Friday, November 6, 2020

21 Pitfalls by Pat Sherwood

From Morning Chalkup

The pitfalls:

  1. You’re doing too much
    Do less, but do it better, Sherwood says. 
  2. Not enough intensity
    Intensity leads to the “good stuff.” Too much volume –  a link back to number one on the list – leads to less intense workouts. 
  3. Relative intensity
    Everybody is different, and intensity is individual to a person’s physical and psychological tolerance. Don’t try to murder yourself with every workout.
  4. Not taking rest days
    Sherwood calls this the “evil cousin” of doing too much; every person needs time to decompress, both mentally and physically. Rest is critical for intensity.
  5. You don’t respect the heavy days
    Dedicate a day to heavy lifting, and give the lift the respect it deserves. Heavy days typically get rushed, Sherwood says, which leads into an evil trap of feeling like you’re not doing enough, because you aren’t seeing strength gains. 
  6. You haven’t mastered the basics
    “Your air squat is not that great, but you want to add lots of load to it,” Sherwood explains. Don’t rush to advance before the fundamentals are rock solid. 
  7. You’re in need of some extra conditioning or gymnastics, but you decide to lift more
    In the CrossFit hierarchy, metabolic conditioning and gymnastics come before weightlifting and throwing. It’s really easy to jump to weight lifting before you’ve nailed a foundation.
  8. Cherry-picking
    There are so many wonderful things associated with variance,” Sherwood says. Cherry-picking workouts can lead to overtraining or bad recovery, because you’re wearing yourself down in one area. 
  9. You fear the 5K run
    “Don’t fear this, it’s good for you, you won’t lose your gains,” Sherwood explains.
  10.  You aren’t sprinting enough
    Those track days might sting, but Sherwood assures that sprinting is worth it, calling sprints “profoundly beneficial and critical.”
  11. You’re not scaling frequently enough
    Scaling is cool, scaling is your friend, scaling leads you to becoming a monster beast of fitness,” Sherwood says. It goes back to intensity; scaling keeps you from feeling too bogged down with RX weights.
  12.  Not giving your midline enough attention
    The midline is a critical piece of power transmission. It’s not a flashy thing to work on, but will pay huge dividends. 
  13.  The improper warm-up
    Sherwood lays out an example of a five-round workout: if you’re not feeling good until the end of the second round or beginning of the third, you’re probably not warming up enough. “Allow your body to walk into the workout actually prepared,” he says, “and things will most likely go better.” 
  14. The improper cool-down
    This can negatively affect your training for the next day, or even week. 
  15. You haven’t mastered the strict movements
    Always have a “little basket of strict movements” to back up your kip. 
  16. You’re not dedicating enough time to practice
    “Regular practice leads to wonderful things,” Sherwood says.

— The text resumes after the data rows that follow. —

PR #1312, opened 2026-03-12
fix(stage-ui): use stable chat history keys in the stage UI

### LINKED ISSUE #1267: bug: alpha.14 AIRI chat content disappears each time the software restarts 聊天内容每次重新启动软件后都会消失
### Describe the bug

(Continuation of https://github.com/moeru-ai/airi/issues/1206)

The issue still persists after I installed version alpha6...
在安装alpha6后还是有这个问题。。。

### System Info

```Shell
Windows 11 25H2 26200.7840
v0.9.0-alpha.6@03188f9855
2026-03-10T09:43:56.160Z
```

### Validations

### Contributions

stablegenius49:
Fixes #1267

## What changed
- stop keying rendered chat history rows by `createdAt`
- prefer each message's stable `id` instead
- fall back to a `role + createdAt + index` composite only when an id is missing
- add a tiny regression test for the new key helper

## Why
The chat history list was keyed by timestamp alone. When a user message and the assistant reply landed in the same millisecond, Vue could treat them as the same row and reuse/replace DOM incorrectly. That makes messages look like they disappeared even though they were still in session state / persisted storage.

## Verification
- `node --experimental-strip-types --test packages/stage-ui/src/components/scenarios/chat/message-key.test.ts`
- `git diff --check`

### DIFF
--- a/packages/stage-ui/src/components/scenarios/chat/message-key.test.ts
+++ b/packages/stage-ui/src/components/scenarios/chat/message-key.test.ts
@@ -1,6 +1,6 @@
-import assert from 'node:assert/strict'
-
 import type { ChatHistoryItem } from '../../../types/chat'
+
+import assert from 'node:assert/strict'
 
 import { describe, it } from 'vitest'
 
--- a/packages/stage-ui/src/stores/chat/session-message-merge.test.ts
+++ b/packages/stage-ui/src/stores/chat/session-message-merge.test.ts
@@ -1,6 +1,6 @@
-import assert from 'node:assert/strict'
-
 import type { ChatHistoryItem } from '../../types/chat'
+
+import assert from 'node:assert/strict'
 
 import { describe, it } from 'vitest'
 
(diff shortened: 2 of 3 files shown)


Garfield550:
Still not working; it looks like IndexedDB didn't save the message with `role: user`

Screenshot 2026-03-12 at 8 07 53 PM
Screenshot 2026-03-12 at 8 09 25 PM

stablegenius49:
Thanks — you were right, the keying change alone did not fix the underlying loss.

I pushed a follow-up that preserves in-flight local messages if IndexedDB finishes loading the session after a new send has already started. That avoids the stale stored snapshot clobbering the newly typed user message before the assistant reply is persisted.

Also added a regression test for the late-load merge path and refreshed the key helper tests.

Validation run:
- `pnpm exec vitest run packages/stage-ui/src/components/scenarios/chat/message-key.test.ts packages/stage-ui/src/stores/chat/session-message-merge.test.ts`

It’s another one of those non-sexy things and is easy to blow off, but practice is linked to mechanics, consistency, and more. 
  17. You’re impatient
    Not all of the fitness will arrive today. It’s a long road. 
  18. Sleep
    “Nothing is going to go well if you’re not getting the sleep you need,” Sherwood points out. 
  19. Diet
    “Maybe, potentially, just maybe there’s just a little bit of room for improvement,” he says. 
  20. You link your performance in a workout to your worth
    Sherwood gives the example of former competitive athletes, who transition out of having their world revolve around training. “If they start to see a decline from any lifetime PR,” he explains. “They don’t feel good.”

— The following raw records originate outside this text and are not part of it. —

PR #1341, opened 2026-03-13
fix(stage-tamagotchi): fix model flickering and jumping on window resize

Reisenbug:
## Description
Fixed the Live2D model flickering/jumping when resizing the window, especially noticeable during slow vertical drags.
First, the Screen component had two competing watchers both updating canvasHeight. One using getBoundingClientRect(), the other useElementBounding. During resize they'd fire alternately with different values, making the canvas height oscillate. Replaced both watchers with a single computed property sourced from useElementBounding.
Second, Model.vue auto-repositioned and rescaled the model on every resize with a 100ms debounce. The Pixi renderer resizes immediately but the model position/scale lagged 100ms behind. Since users can already tweak position, scale, and offset in Settings, the auto-repositioning was unnecessary. Removed it.

## Additional Context
Is it more convenience to add a button to resize the model so user don't have to dive into expand->Open-Settings->Models?

### DIFF
--- a/packages/ui/src/components/layouts/screen.vue
+++ b/packages/ui/src/components/layouts/screen.vue
@@ -5,7 +5,7 @@ import { computed, onMounted, ref } from 'vue'
 const containerRef = ref<HTMLDivElement>()
 
 const breakpoints = useBreakpoints(breakpointsTailwind)
-const { width, height } = useWindowSize()
+const { width } = useWindowSize()
 const containerElementBounding = useElementBounding(containerRef, { immediate: true, windowResize: true, reset: true })
 
 const canvasWidth = computed(() => {


LemonNekoGH (commented):
Why?


https://github.com/user-attachments/assets/222db548-ac2e-43a7-9ee0-e47679c9cb7d

shinohara-rin:
Is #1345 related to this?

Reisenbug:
> Why?
> 
>  CleanShot.2026-03-14.at.03.09.02.mp4

What why, could you explain it more clearly
You can change the position and size of the model in expand->Open-Settings->Models to perfectly fit the window. However it is not very convenient...
Maybe we can add a button to turn on/off automatically change the model size or add a button to conveniently change the size and position

shinohara-rin:
> > Why?
> > CleanShot.2026-03-14.at.03.09.02.mp4
> 
> What why, could you explain it more clearly You can change the position and size of the model in expand->Open-Settings->Models to perfectly fit the window. However it is not very convenient... Maybe we can add a button to turn on/off automatically change the model size or add a button to conveniently change the size and position

I believe it makes more sense for the canvas coordinates to be centred to the window

Reisenbug:
> Is #1345 related to this?

I'm a macOS user and I can't reproduce this exact issue. However, when resizing the window by dragging from the lower-left, upper-left, or upper-right corner, the bottom and right edges vibrate slightly

Reisenbug:
> > > Why?
> > > CleanShot.2026-03-14.at.03.09.02.mp4
> > 
> > 
> > What why, could you explain it more clearly You can change the position and size of the model in expand->Open-Settings->Models to perfectly fit the window. However it is not very convenient... Maybe we can add a button to turn on/off automatically change the model size or add a button to conveniently change the size and position
> 
> I believe it makes more sense for the canvas coordinates to be centred to the window

It makes sense. I'll change this later

Reisenbug:
https://github.com/user-attachments/assets/a7835d93-a229-4215-a023-a3a3848ef638

What about now

LemonNekoGH (approved):

LemonNekoGH:
Thanks it looks more concise now, let me merge it.

LemonNekoGH:
CI check failed, should I wait for you to fix it before merge?

Reisenbug:
> CI check failed, should I wait for you to fix it before merge?

Fixed

nekomeowww:
I cannot agree with the auto-repositioning was unnecessary argument.

The implementation seems fixed the issue of "non-lerp-ed transition" for position, we could fix this by using animejs to help to animate this, but still the PR description and the way to fix this wasn't even aligned. Why would the change to https://github.com/moeru-ai/airi/pull/1341/changes#diff-c347dabdb53fcd3344f7b587ea5222bf59bf71be7e5a7c36bc053ee4625f4cd6L123-L140 have to do with the auto-repositioning and jumppy update?

Rewrite to `Screen.vue` to remove the un-implemented branch for tablet, desktop sizes were reasonable, but still the Live2D impl with initial scale should remain unchanged. 

Before the impl, the model could be scaled automatically to seems-to-be-like-VTuber size:

image

With the implementation here later, the model will have this scale:

image

And the behavior change wasn't mentioned.

nekomeowww:
I reverted this PR, we could find better version of impl to fix this.

Reisenbug:
> I reverted this PR, we could find better version of impl to fix this.

Simplify Screen.vue canvas dimension calculation to a single computed
Fix jumping using animejs to lerp model position/scale on resize
Is this ok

    But, he points out, that this added stress and expectation makes the time at the gym less fun. “You’re just working out,” he continues, “It has nothing to do with if you are a good or bad person.”
  21. You are comparing yourself unnecessarily
    “You are just trying to be a better version of the you that you were yesterday, or last week, or six months ago,” Sherwood says. Unnecessary comparison might not be as motivating as you thought.